The third involves being part of a community that commemorates the resurrection. “So get outdoors and celebrate creation. Do something that feels free and life-giving, and get together with people,” Bass said. “I like to say, ‘No church meetings [on the Sabbath], but church picnics are great.'”
What would an ideal Sabbath look like for you?
The Lake Nokomis congregation took to the Sabbath practice quickly. It was proposed as a one-year experiment, but “six months into it, we had changed so much that there was no going back,” Root said. She knew how deeply the practice had taken hold in the church when she sent an email to a member and got a note back chastising her for sending it on a Sunday afternoon.
Saturday services
The inauguration of the alternate-weekend Saturday evening services didn’t go nearly as smoothly — to put it mildly. The long periods of silence in the contemplative-style services left many members uncomfortable and fidgety.
“The first service was a disaster,” Root said. “It was almost painful. I came out of there saying, ‘This is not going to fly.'”
But they kept refining it until it did fly, bringing together pieces from the Sunday morning service, meditative elements from the Taizé community and the self-directed features of contemplative spirituality.
The hour-long service begins with Root speaking to the assembled membership, offering an abridged version of the previous Sunday’s sermon. Then the group breaks up. While music director Jeanne Rylander softly plucks a harp, some people meditate. Others visit various stations, where they can, for example, pray for troubled parts of the world, walk a labyrinth or simply rest. At one station, adults and children can color a banner that later will be hung in the church.
The Saturday evening program has enabled the congregation to reach out to worshippers who want something different from a traditional worship service but still like the direction that clergy can offer.
“We’re not a one-size-fits-all church,” Goodspeed said.
Even though the Saturday service repeats the Scripture and part of the sermon from the previous Sunday, some members like the different approaches so much that they attend both.
“I feel that I get something different out of it,” Larges said. “We hear the same Scripture, but we hear it in different ways.”
Ultimately, Root said, the goal of the Saturday services and the Sabbath practices is the same.
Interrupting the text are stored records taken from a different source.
PR #2292, opened 2026-08-04
hexer: closure values as callees/fields/elements (+ env-param primitive)

tokyovigilante:
Closure *values* (not just proc symbols) used as callees, fields, and seq elements
  currently trigger internal compiler errors in hexer (`could not find symbol: f.0`,
  `nifcore c.rem==0`, …). This lowers them.

  Structured as the start of a series so it can land in pieces:

  1. **hoist the env-param primitive to `coro_transform`** — moves the lowered-closure
     env param (`` `ep.0 `` + emitter) out of `lambdalifting`'s privates into the shared
     module, next to `RootObjName`/wrapper-shape. Pure relocation; it's the contract
     every closure-signature-emitting pass must share.
  2. **closure values as callees/fields/elements** (+ cursor-hoist, iterinliner) — the
     lowering, built on that primitive.
  3. Tests: 10 cases.

  Built against current `master`, not ported from an older branch — sits on top of
  #2251 (`c2d25cc9`) rather than fighting it (several pre-#2251 fixes turned out
  unnecessary and were dropped).

  Verified: `hastur build all` + `hastur all` **682/682** + self-host `hastur boot`, all green.

  Deferred (want to agree the shape first): the cross-module case needs a foreign-decl
  canonicalizer reusing the same `` `ep.0 `` primitive, but it overlaps #2251's
  named-type-body lifting — the iterator ctor-collision case rides with it.


src/hexer/duplifier.nim
```diff
@@ -436,6 +436,26 @@ proc callWasMoved(c: var Context; sym: SymId; info: NifLineInfo; typ: Cursor) =
...
+  ## `isCursorField` / trObjConstr and the lifter's `unravelObjField`. Without
+  ## this, a captured `{.cursor.}` local hoisted into a closure environment
+  ## (see lambdalifting) would get `=dup`'d into its env field, re-forming the
+  ## exact ref cycle the cursor was written to break.
+  if le.exprKind != DotX: return false
+  var f = le
+  inc f            # into the dot: object operand
+  skip f           # skip the object operand -> field symbol
+  if f.kind != Symbol: return false
+  let res = tryLoadSym(f.symId)
```
Araq: Fields are not looked up with tryLoadSym!!!! This has a special API in typenav, use it instead!

src/hexer/lambdalifting.nim
```diff
@@ -75,7 +80,16 @@ type
     procStack: seq[SymId]
     dest: TokenBuf
     closureProcs, createsEnv, escapes: HashSet[SymId]
-    localToEnv: Table[SymId, EnvField]
+    localToEnv: Table[(SymId, SymId), EnvField]
+      ## key: (env OBJECT type sym, captured local sym). Local syms are
+      ## only unique per proc (sem restarts numbering; iterinliner's
+      ## `ii temps reset per proc), so a bare-SymId key lets one proc's
+      ## capture leak into an unrelated proc that reuses the SymId.
```
Araq: Yes, and that means you got the `Context` lifetimes wrong! Maybe you need a ProcContext inside Context, see how the other passes deal with this issue.

src/hexer/lambdalifting.nim
```diff
@@ -175,16 +202,58 @@ proc localToField(c: var Context; n: Cursor; local, typ: SymId): SymId =
...
+
+proc maybeMarkForeignClosureUse(c: var Context; s: SymId) =
+  ## Pass 2 must run in modules that merely USE foreign closure values —
+  ## calling, storing or comparing them. The consumer side of the
+  ## closure ABI (tuple projections at call sites, closure-typed local
+  ## decls) is pass 2's rewrite, but every `hasClosures` trigger so far
+  ## keys on module-LOCAL closure declarations, so a pure consumer never
+  ## ran it and emitted a direct call against the producer's tuple ABI.
+  ## Foreign decls are canonicalized to the lifted tuple at load
+  ## (canonForeignDecl); match that or a still-raw `.closure` shape.
```
Araq: What is this shit? Looks like a gross hack on top of a phase ordering issue. Solve the phase ordering issue instead and remember that when implemented correctly, closures really are a local language feature, unlike methods which really are not.

src/hexer/lambdalifting.nim
```diff
@@ -905,7 +1012,19 @@ proc treProcLift(c: var Context; dest: var TokenBuf; n: var Cursor) =
...
+    # closure-typed params/returns lowered to `(fn, env)` tuples).
+    # Schedule the rewritten decl for republishing so downstream passes
+    # (xelim temp typing, lengcgen inlining) type calls against the
+    # LOWERED signature — the published copy is still sem's otherwise.
+    # Deferred like the iter `shouldPublish` flush: publishing mid-walk
+    # would let a later symbol-use of this routine read the rewritten
+    # type and lower it a second time.
+    var copy = createTokenBuf(lift.len)
+    copy.add lift
+    c.shouldRepublish.add (sym, ensureMove copy)
```
Araq: But xelim got fixed in the meantime so this whole machinery might not be necessary anymore.

src/hexer/lambdalifting.nim
```diff
@@ -1335,6 +1635,22 @@ proc elimLambdas*(pass: var Pass) =
     hooks: lambdaHooks(),
     nextTemp: pass.nextTemp         # nested njvl runs continue the xelim counter
   )
+  # Module-wide pre-scan: ANY `(closure)` pragma anywhere — a proc decl,
+  # a proctype alias body, an object field, a parameter type — means
+  # pass 2 must run. The per-shape triggers in pass 1 cannot see closure
```
Araq: Just run the pass always instead, this pre-scan is a terrible hack.

src/hexer/lambdalifting.nim
```diff
@@ -1371,6 +1687,10 @@ proc elimLambdas*(pass: var Pass) =
       # confuse the iter-sym-as-value check.
       for (sym, sig) in c.pendingIterSigs.mitems:
         publishSignature sig, sym, 0
+      # Republish every routine pass 2 rewrote — same timing rationale as
+      # the iter flush above.
+      for i in 0 ..< c.shouldRepublish.len:
+        programs.publish(c.shouldRepublish[i][0], move c.shouldRepublish[i][1])
```
Araq: Indicates a design flaw, we must rethink the compilation pipeline instead.

tokyovigilante:
Thanks, this is a bit sloppier than most. Will work through the feedback.

src/hexer/lambdalifting.nim
tokyovigilante: Noted, dropped.

src/hexer/duplifier.nim
tokyovigilante: `lookupField`/`typeOfField`? Got it.

Araq:
I know -- the last day they dumbed down Claude again...

src/hexer/lambdalifting.nim
```diff
@@ -1198,20 +1461,32 @@ proc tre(c: var Context; dest: var TokenBuf; n: var Cursor) =
...
+        if n.kind == SymbolDef:
+          typeSym = n.symId
         takeTree dest, n        # name
         takeTree dest, n        # exported
         takeTree dest, n        # typevars
         takeTree dest, n        # pragmas
-        if n.hasMore:
-          treType c, dest, n    # body
+        if n.kind == TagLit and n.typeKind == TupleT and isLiftedClosureTuple(n):
+          # already the stable lowered shape (pass 1 itertype rewrite)
```
Araq, line 1448: Not good enough, you cannot detect `isLiftedClosureTuple` reliably.

tokyovigilante: What about reserved field names for lowered tuples? Or a closure type kind?

Orthogonally, field lookup now goes through typenav.

Araq:
Merging it since `isLiftedClosureTuple` is pre-existing.

PR #2310, opened 2026-08-12
Fix Hexer: ExtractModule now support module starting with a number

Gesee-y:
The function `extractModule` in the file `src/lib/symparser.nim` failed to recognize module starting with a number

```nim
proc extractModule*(s: string): string =
  # From "abc.12.Mod132a3bc" extract "Mod132a3bc".
  # From "abc.12" extract "".
  var i = s.len - 2
  while i > 0:
    if s[i] == '.':
      # if the name was "abc.12.1mod" this will fail and output that no module was found
      if s[i+1] in {'0'..'9'}:
        return ""
      else:
        return substr(s, i+1)
    dec i
  return "" 
```

### DIFF
--- a/src/lib/symparser.nim
+++ b/src/lib/symparser.nim
@@ -34,13 +34,17 @@ proc genericTypeName*(key, modname: string): string =
 proc extractModule*(s: string): string =
   # From "abc.12.Mod132a3bc" extract "Mod132a3bc".
   # From "abc.12" extract "".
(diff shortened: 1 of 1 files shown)


Araq:
There are no modules starting with a number in Nim.

Gesee-y:
@Araq The program I was writing was starting with a number.
In fact any file starting with a number failed (things like `1file.nim` wouldn't compile)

“Find ways you and God can commune,” she told the congregation on the eve of a recent Sabbath Sunday observation.
“If you stop, God will come to you,” she said. “You will experience something significant. And even if it happens on just one day, it will be worth it.”
Questions to consider
Questions to consider
- What is the most radical and beneficial change you could envision your church or organization making? What would the circumstances have to be in order to make those changes?
- What is the core of your congregation’s identity?
- In what ways, if any, can Sunday worship become just one more obligation on a list of obligations? How can your congregation keep Sunday worship from being “just another obligation?”
- How does your congregation challenge cultural understandings of productivity and busyness? How does it affirm them? How can your congregation help members realize their brokenness and rethink those and other cultural assumptions?
- What activities and obligations would you give up if you were to practice Sabbath? What would an ideal Sabbath look like for you?